Problem to work on
Starting at the first line of the entries below, output every line exactly, up to and including the line with "### This change".

#### Data to examine

PR #1731, opened 2026-09-21
Index: write the abbreviated spelling of a name into the name index

vshcherb:
Draft — the map-side half of a pair; the engine-side half is osmandapp/OsmAnd#26165. Either one alone fixes the same defect, and they differ in who gets the fix.

### The defect

`2 Trinity Pl, Hackensack` finds nothing: the map spells the street `Trinity Place`, the query writes `Pl`. Expanding it at search time (#26165) works only for what the installed app shipped with — a new abbreviation reaches users with the next app release, and never reaches the ones who do not update.

### This change

The name index already stores a second spelling of a name: `addUngluedToNameIndex` indexes `L'abordage` as `abordage` as well. This adds the same for abbreviations — `Trinity Place` is indexed as `Trinity pl` too — so the query matches the name the map carries, with no engine change at all. A map built after this makes the abbreviation searchable in an app that is already installed.

`addUngluedToNameIndex` and `addAbbreviatedToNameIndex` now share `addExtraSpellingToNameIndex`; both are called for addresses (`NameIndexCreator.putAddrNamedMapObject`) and for POIs (`IndexPoiCreator`).

Only abbreviations the runtime table cannot expand are written:

```java
private static final Map<String, String> EXTRA_ABBREVIATIONS = Map.of(
        "place", "pl", "parkway", "pkwy", "mount", "mt");
```

That limit is measured, not cautious. Writing every abbreviation the runtime already knows (`av`, `st`, …) makes each of them a full name word of nearly every street, and that changes ranking: with the broad list, `SpatialSearchPipelineTest` fails 2 of 85 — `usa_new_york` puts `Route 4 East At Forest Avenue, Paramus` above `South 4th Avenue, Mount Vernon` for `4 av`, and `translation` shifts an internal atom id in the golden. With the narrow list, nothing changes.

### Regressions

OBFs regenerated by the patched generator (the test hashes the generator classes, so the cache is invalidated automatically), stock search engine:

- `SpatialSearchPipelineTest` 85/85, `SpatialSearchScoreTest` 85/85, `SpatialSearchCombinationsTest` 85/85 — the score goldens compare 1,645 expected rows over 272 phrases, none changes.
- The same three suites are also 85/85 with #26165 applied on top, so the two PRs can land together.
- `UnglueNameTest` 11/11 after the shared-helper refactor; `AbbreviateNameTest` added (4 cases).

### What is not measured

The end-to-end effect on a real map: it needs a full New Jersey rebuild, which I did not run. On a hand-built OBF the effect on the name index is visible directly with a stock engine — the query word that was left unmatched before is now matched by the object:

########

Answer section
PR #1731, opened 2026-09-21
Index: write the abbreviated spelling of a name into the name index

vshcherb:
Draft — the map-side half of a pair; the engine-side half is osmandapp/OsmAnd#26165. Either one alone fixes the same defect, and they differ in who gets the fix.

### The defect

`2 Trinity Pl, Hackensack` finds nothing: the map spells the street `Trinity Place`, the query writes `Pl`. Expanding it at search time (#26165) works only for what the installed app shipped with — a new abbreviation reaches users with the next app release, and never reaches the ones who do not update.

### This change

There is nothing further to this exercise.